::: Material supplied

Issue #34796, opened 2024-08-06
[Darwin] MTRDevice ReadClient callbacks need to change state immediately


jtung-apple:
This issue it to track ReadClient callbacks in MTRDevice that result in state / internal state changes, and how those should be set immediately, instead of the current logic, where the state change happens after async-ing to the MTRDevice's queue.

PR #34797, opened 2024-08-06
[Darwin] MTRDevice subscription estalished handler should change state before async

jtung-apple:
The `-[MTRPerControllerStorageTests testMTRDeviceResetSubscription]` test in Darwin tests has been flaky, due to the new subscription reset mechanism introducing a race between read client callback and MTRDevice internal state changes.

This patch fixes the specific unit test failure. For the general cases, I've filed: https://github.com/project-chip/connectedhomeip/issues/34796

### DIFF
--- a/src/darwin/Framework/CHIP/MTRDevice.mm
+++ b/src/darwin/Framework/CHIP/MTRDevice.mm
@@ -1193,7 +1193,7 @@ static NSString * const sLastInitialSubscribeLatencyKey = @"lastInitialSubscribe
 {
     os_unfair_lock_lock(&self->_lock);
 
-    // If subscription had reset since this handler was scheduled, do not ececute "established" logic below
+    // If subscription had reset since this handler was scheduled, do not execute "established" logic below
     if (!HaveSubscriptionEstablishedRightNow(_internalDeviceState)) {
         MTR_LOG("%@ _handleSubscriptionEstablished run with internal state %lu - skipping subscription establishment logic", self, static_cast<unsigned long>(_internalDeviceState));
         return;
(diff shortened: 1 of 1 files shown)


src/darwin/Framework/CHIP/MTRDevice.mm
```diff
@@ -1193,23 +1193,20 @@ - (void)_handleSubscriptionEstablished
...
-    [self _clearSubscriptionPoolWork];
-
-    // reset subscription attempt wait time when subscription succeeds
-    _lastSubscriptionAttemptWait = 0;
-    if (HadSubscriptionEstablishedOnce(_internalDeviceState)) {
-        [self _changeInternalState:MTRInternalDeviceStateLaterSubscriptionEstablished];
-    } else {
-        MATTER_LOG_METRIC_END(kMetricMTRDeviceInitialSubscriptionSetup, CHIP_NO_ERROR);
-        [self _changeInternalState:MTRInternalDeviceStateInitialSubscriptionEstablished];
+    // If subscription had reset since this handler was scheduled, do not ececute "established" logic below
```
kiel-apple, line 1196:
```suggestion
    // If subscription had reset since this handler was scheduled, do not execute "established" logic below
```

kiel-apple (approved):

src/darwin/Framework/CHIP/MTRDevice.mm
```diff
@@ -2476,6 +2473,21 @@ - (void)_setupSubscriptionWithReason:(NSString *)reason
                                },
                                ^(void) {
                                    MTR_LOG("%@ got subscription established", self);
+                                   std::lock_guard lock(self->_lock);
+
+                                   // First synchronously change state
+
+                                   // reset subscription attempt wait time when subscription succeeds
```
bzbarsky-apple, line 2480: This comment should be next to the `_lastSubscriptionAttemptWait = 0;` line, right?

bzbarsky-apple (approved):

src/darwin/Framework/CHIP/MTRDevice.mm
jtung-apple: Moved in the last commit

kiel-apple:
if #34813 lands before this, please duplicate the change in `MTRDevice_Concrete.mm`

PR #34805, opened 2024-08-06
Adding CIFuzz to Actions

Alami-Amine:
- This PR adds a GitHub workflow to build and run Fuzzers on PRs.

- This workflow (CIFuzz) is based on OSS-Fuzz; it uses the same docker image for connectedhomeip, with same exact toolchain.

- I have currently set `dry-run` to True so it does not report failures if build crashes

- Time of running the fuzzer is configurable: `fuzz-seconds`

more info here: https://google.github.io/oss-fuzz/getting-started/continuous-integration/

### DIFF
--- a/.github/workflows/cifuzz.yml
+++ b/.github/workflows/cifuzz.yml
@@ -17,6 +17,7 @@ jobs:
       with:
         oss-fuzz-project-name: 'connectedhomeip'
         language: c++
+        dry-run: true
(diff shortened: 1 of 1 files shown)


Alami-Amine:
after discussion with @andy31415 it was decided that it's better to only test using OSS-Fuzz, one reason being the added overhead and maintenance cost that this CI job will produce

::::::

Each record above should be returned exactly as it appears.

--- Task result ---
Issue #34796, opened 2024-08-06
[Darwin] MTRDevice ReadClient callbacks need to change state immediately


jtung-apple:
This issue it to track ReadClient callbacks in MTRDevice that result in state / internal state changes, and how those should be set immediately, instead of the current logic, where the state change happens after async-ing to the MTRDevice's queue.

PR #34797, opened 2024-08-06
[Darwin] MTRDevice subscription estalished handler should change state before async

jtung-apple:
The `-[MTRPerControllerStorageTests testMTRDeviceResetSubscription]` test in Darwin tests has been flaky, due to the new subscription reset mechanism introducing a race between read client callback and MTRDevice internal state changes.

This patch fixes the specific unit test failure. For the general cases, I've filed: https://github.com/project-chip/connectedhomeip/issues/34796

### DIFF
--- a/src/darwin/Framework/CHIP/MTRDevice.mm
+++ b/src/darwin/Framework/CHIP/MTRDevice.mm
@@ -1193,7 +1193,7 @@ static NSString * const sLastInitialSubscribeLatencyKey = @"lastInitialSubscribe
 {
     os_unfair_lock_lock(&self->_lock);
 
-    // If subscription had reset since this handler was scheduled, do not ececute "established" logic below
+    // If subscription had reset since this handler was scheduled, do not execute "established" logic below
     if (!HaveSubscriptionEstablishedRightNow(_internalDeviceState)) {
         MTR_LOG("%@ _handleSubscriptionEstablished run with internal state %lu - skipping subscription establishment logic", self, static_cast<unsigned long>(_internalDeviceState));
         return;
(diff shortened: 1 of 1 files shown)


src/darwin/Framework/CHIP/MTRDevice.mm
```diff
@@ -1193,23 +1193,20 @@ - (void)_handleSubscriptionEstablished
...
-    [self _clearSubscriptionPoolWork];
-
-    // reset subscription attempt wait time when subscription succeeds
-    _lastSubscriptionAttemptWait = 0;
-    if (HadSubscriptionEstablishedOnce(_internalDeviceState)) {
-        [self _changeInternalState:MTRInternalDeviceStateLaterSubscriptionEstablished];
-    } else {
-        MATTER_LOG_METRIC_END(kMetricMTRDeviceInitialSubscriptionSetup, CHIP_NO_ERROR);
-        [self _changeInternalState:MTRInternalDeviceStateInitialSubscriptionEstablished];
+    // If subscription had reset since this handler was scheduled, do not ececute "established" logic below
```
kiel-apple, line 1196:
```suggestion
    // If subscription had reset since this handler was scheduled, do not execute "established" logic below
```

kiel-apple (approved):

src/darwin/Framework/CHIP/MTRDevice.mm
```diff
@@ -2476,6 +2473,21 @@ - (void)_setupSubscriptionWithReason:(NSString *)reason
                                },
                                ^(void) {
                                    MTR_LOG("%@ got subscription established", self);
+                                   std::lock_guard lock(self->_lock);
+
+                                   // First synchronously change state
+
+                                   // reset subscription attempt wait time when subscription succeeds
```
bzbarsky-apple, line 2480: This comment should be next to the `_lastSubscriptionAttemptWait = 0;` line, right?

bzbarsky-apple (approved):

src/darwin/Framework/CHIP/MTRDevice.mm
jtung-apple: Moved in the last commit

kiel-apple:
if #34813 lands before this, please duplicate the change in `MTRDevice_Concrete.mm`

PR #34805, opened 2024-08-06
Adding CIFuzz to Actions

Alami-Amine:
- This PR adds a GitHub workflow to build and run Fuzzers on PRs.

- This workflow (CIFuzz) is based on OSS-Fuzz; it uses the same docker image for connectedhomeip, with same exact toolchain.

- I have currently set `dry-run` to True so it does not report failures if build crashes

- Time of running the fuzzer is configurable: `fuzz-seconds`

more info here: https://google.github.io/oss-fuzz/getting-started/continuous-integration/

### DIFF
--- a/.github/workflows/cifuzz.yml
+++ b/.github/workflows/cifuzz.yml
@@ -17,6 +17,7 @@ jobs:
       with:
         oss-fuzz-project-name: 'connectedhomeip'
         language: c++
+        dry-run: true
(diff shortened: 1 of 1 files shown)


Alami-Amine:
after discussion with @andy31415 it was decided that it's better to only test using OSS-Fuzz, one reason being the added overhead and maintenance cost that this CI job will produce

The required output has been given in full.